**REQUIRED WORK:** Go through the entries, filter for the word "self", and copy every line that has it.

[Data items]
--
PR #236, opened 2017-09-25
Added possibility to create, update and remove keywords and places using API

hkurhinen:
Added support for creating, editing and removing keywords and places using API.

Removed deprecated GeoModelSerializer and added rest_framework_gis ( as advised at: https://github.com/djangonauts/django-rest-framework-gis/blob/master/README.rst ) to settings.INSTALLED_APPS since serializing geojson always resulted null.

Added tests for this functinality.


hkurhinen:
@Rikuoja is there something wrong with this PR or would it be possible to merge it into the core project.

events/api.py
```diff
@@ -586,8 +587,12 @@ def update(self, instance, validated_data):
                 raise PermissionDenied()
         else:
             # without api key, the user will have to be admin
-            if not instance.is_user_editable() or not instance.can_be_edited_by(self.user):
-                raise PermissionDenied()
+            if hasattr(instance, 'can_be_edited_by'):
```
Rikuoja: Actually, instead of disregarding `can_be_edited_by`, the method `can_be_edited_by` should be implemented in `models.py` for `Keyword` and `Place` instances.

Essentially, use the same method as in the `Event` model. They just use the `is_admin` method.

If you don't implement `can_be_edited_by`, the added `is_admin` methods in `Place` and `Keyword` are rather useless :)

events/models.py
```diff
@@ -346,6 +352,20 @@ def save(self, *args, **kwargs):
         else:
             self.divisions.clear()
 
+    def is_admin(self, user):
```
Rikuoja: Also implement `can_be_edited_by` method that uses this method.

events/models.py
```diff
@@ -235,6 +235,12 @@ class Keyword(BaseModel):
     def __str__(self):
         return self.name
 
+    def is_admin(self, user):
```
Rikuoja: Also implement `can_be_edited_by` method that uses this method.

anttileppa:
@Rikuoja merged the upstream and fixed all issues mentioned in comments, would it now be possible to merge this?

Rikuoja (changes requested):
Hm, I still couldn't find tests or permission checks for destroying objects?

Didn't test this, but currently the code looks like any admin user could delete places and keywords, even if the data source is *not* user_editable. This is not the desired outcome.

So, we need tests verifying that places and keywords cannot be soft_deleted unless the data_source is explicitly user_editable and the user has the rights.

anttileppa:
@Rikuoja true, completely forgot those. Should be fixed now

anttileppa:
@Rikuoja is there still something wrong or could this PR be merged?

Rikuoja (approved):
Looks like everything is in order :) Thanks for your contribution!

PR #238, opened 2017-10-12
Flake8

hukka:
Almost passes. Two bugs left, will make new PRs.


Rikuoja:
Rebase needed to get rid of Espoo.

PR #350, opened 2023-04-28
[MNT] Fix workflow concurrency

MatthewMiddlehurst:
#339 did not cancel the previous run on main when a new PR was merged. This attempts to fix that.


MatthewMiddlehurst:
This does work for PRs at least, I read up a little bit more and I imagine  ``${{ github.workflow }}-${{ github.run_id }}`` is always going to be unique. ``${{ github.workflow }}-${{ github.ref }}`` should cancel all runs for this workflow on the same branch, which is what we want I'm pretty sure if ``${{ github.workflow }}-${{ github.head_ref }}`` fails.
--
**TASK OUTPUT:**
@@ -586,8 +587,12 @@ def update(self, instance, validated_data):
-            if not instance.is_user_editable() or not instance.can_be_edited_by(self.user):
@@ -346,6 +352,20 @@ def save(self, *args, **kwargs):
             self.divisions.clear()
+    def is_admin(self, user):
     def __str__(self):
         return self.name
+    def is_admin(self, user):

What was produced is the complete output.